PR #384, opened 2020-02-20
Load more results

michsa:
ResultTableFooter (and by extension ResultTable) now shows a 'Load More' button in its pagination control if the results node holds a `skipCount` flag. It also keeps track of the running total on its own, so it can paginate as normal through any already-discovered records. 

Right now this is only relevant for contexture-mongo, since it's the only provider whose results node supports `skipCount`.

This PR also adds TableFooter and PageSize from grey-vest 3.0, and updates ResultTableFooter to use them (otherwise any changes made here would have to be rewritten in a couple of weeks). Some of the code for 'load more' lives in TableFooter and will have to be ported back to grey-vest 3.0, but PageSize was copied unchanged.

### DIFF
--- a/src/greyVest/TableFooter.js
+++ b/src/greyVest/TableFooter.js
@@ -6,24 +6,28 @@ import PagerItem from './PagerItem'
 import PageSize from './PageSize'
 import Flex from './Flex'
 
-let getRange = (first, last) => (first >= last ? last : `${first}-${last}`)
+let PageDetails = ({ startRecord, endRecord, totalRecords, hasMore }) => (
+  <span style={{ flex: '0 1 30%', textAlign: 'right' }}>
+    <b>Showing </b>
+    {startRecord >= endRecord ? endRecord : `${startRecord}-${endRecord}`}
+    {F.isNotNil(totalRecords) && ` of ${totalRecords}${hasMore ? '+' : ''}`}
+  </span>
+)
 
-let getTotal = (totalRecords, hasMore) =>
-  F.isNotNil(totalRecords) ? `of ${totalRecords}${hasMore ? '+' : ''}` : ''
-
+// Accepts either `totalRecords` or 
 let TableFooter = ({
   page = 1,
   onChangePage,
   pageSize,
   onChangePageSize,
   pageSizeOptions,
-  startRecord = pageSize * (page - 1) + 1,
-  endRecord = 0,
   hasMore,
-  totalRecords = hasMore ? undefined : endRecord,
+  totalRecords,
+  startRecord = pageSize * (page - 1) + 1,
+  endRecord = totalRecords ? _.min([totalRecords, pageSize * page]) : 0,
   ...props
 }) => {
-  if (totalRecords) endRecord = _.min([totalRecords, endRecord])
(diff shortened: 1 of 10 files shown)


decrapifier:
<table>
  <thead>
    <tr>
      <th width="50"></th>
    </tr>
  </thead>
  <tbody><tr>
      <td>:no_entry_sign:</td>
    </tr>
  
<tr>
      <td>:no_entry_sign:</td>
    </tr>
  </tbody>
</table>


<table>
  <thead>
    <tr>
      <th width="50"></th>
    </tr>
  </thead>
  <tbody><tr>
      <td>:warning:</td>
    </tr>
  </tbody>
</table>


<table>
  <thead>
    <tr>
      <th width="50"></th>
    </tr>
  </thead>
  <tbody><tr>
      <td>:book:</td>
    </tr>
  </tbody>
</table>


<p align="right">
  Generated by :no_entry_sign: <a href="https://danger.systems/js">dangerJS</a> against 31811a8b51bf37ede7e7e4aa323d51f0aeae442b
</p>

src/greyVest/TableFooter.js
```diff
@@ -0,0 +1,57 @@
...
+            style={{ margin: '0 8px', paddingLeft: 12, paddingRight: 12 }}
+            onClick={() => onChangePage(page + 1)}
+          >
+            Load More...
+          </PagerItem>
+        )}
+      </Flex>
+      <span style={{ flex: 1, textAlign: 'right' }}>
+        <b>Showing</b> {showing(totalRecords, page, pageSize)}
+        {!hasMore && ` of ${totalRecords}`}
```
daedalus28: It occurs to me that this isn't obvious - it's not intuitive that when skipCount is false, hasMore will always be falsey. We should probably change that and make this check based on `node.skipCount`

src/greyVest/TableFooter.js
```diff
@@ -0,0 +1,57 @@
...
+import _ from 'lodash/fp'
+import Pager from './Pager'
+import PagerItem from './PagerItem'
+import PageSize from './PageSize'
+import Flex from './Flex'
+
+let showing = (totalRecords, page, pageSize) => {
+  let min = _.min([totalRecords, pageSize * (page - 1) + 1])
+  let max = _.min([totalRecords, pageSize * page])
+  return min >= max ? max : `${min}-${max}`
```
daedalus28: This check is confusing - `min > max` feels like a bug even if it makes logical sense

src/greyVest/TableFooter.js
michsa: This is a GreyVest component - a fairly specialized one, but it still shouldn't know more about contexture than it has to.

From the perspective of TableFooter, `hasMore` is just a flag that indicates we shouldn't show ` of {totalRecords}` because `totalRecords` may be incorrect (and TableFooter doesn't care about why it's falsy - it's a flag, so falsy is the default).

daedalus28: Understood, but the logic ends up confusing - this would need to be passed a falsely value hasMore even when there is more data when the count is provided. Perhaps another alternative would be to call the prop something like hideCount on the pager which is passed from contexture react based on skipCount

PR #385, opened 2020-02-20
Fix greyVest import documentation

ltchris:
The theme story example has an import for `greyVestTheme` instead of `greyVest`, which might be intentional since it is just an example, but it could be a confusing to new users as to what the import is for the grey vest theme.


daedalus28:
Thanks for the contribution! I merged this into the memory table branch that’s about to get merged so you don’t need to do a version bump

***

> What is needed
In the listing above, count each line that holds the string "even". Give the number only.

> Exercise result
2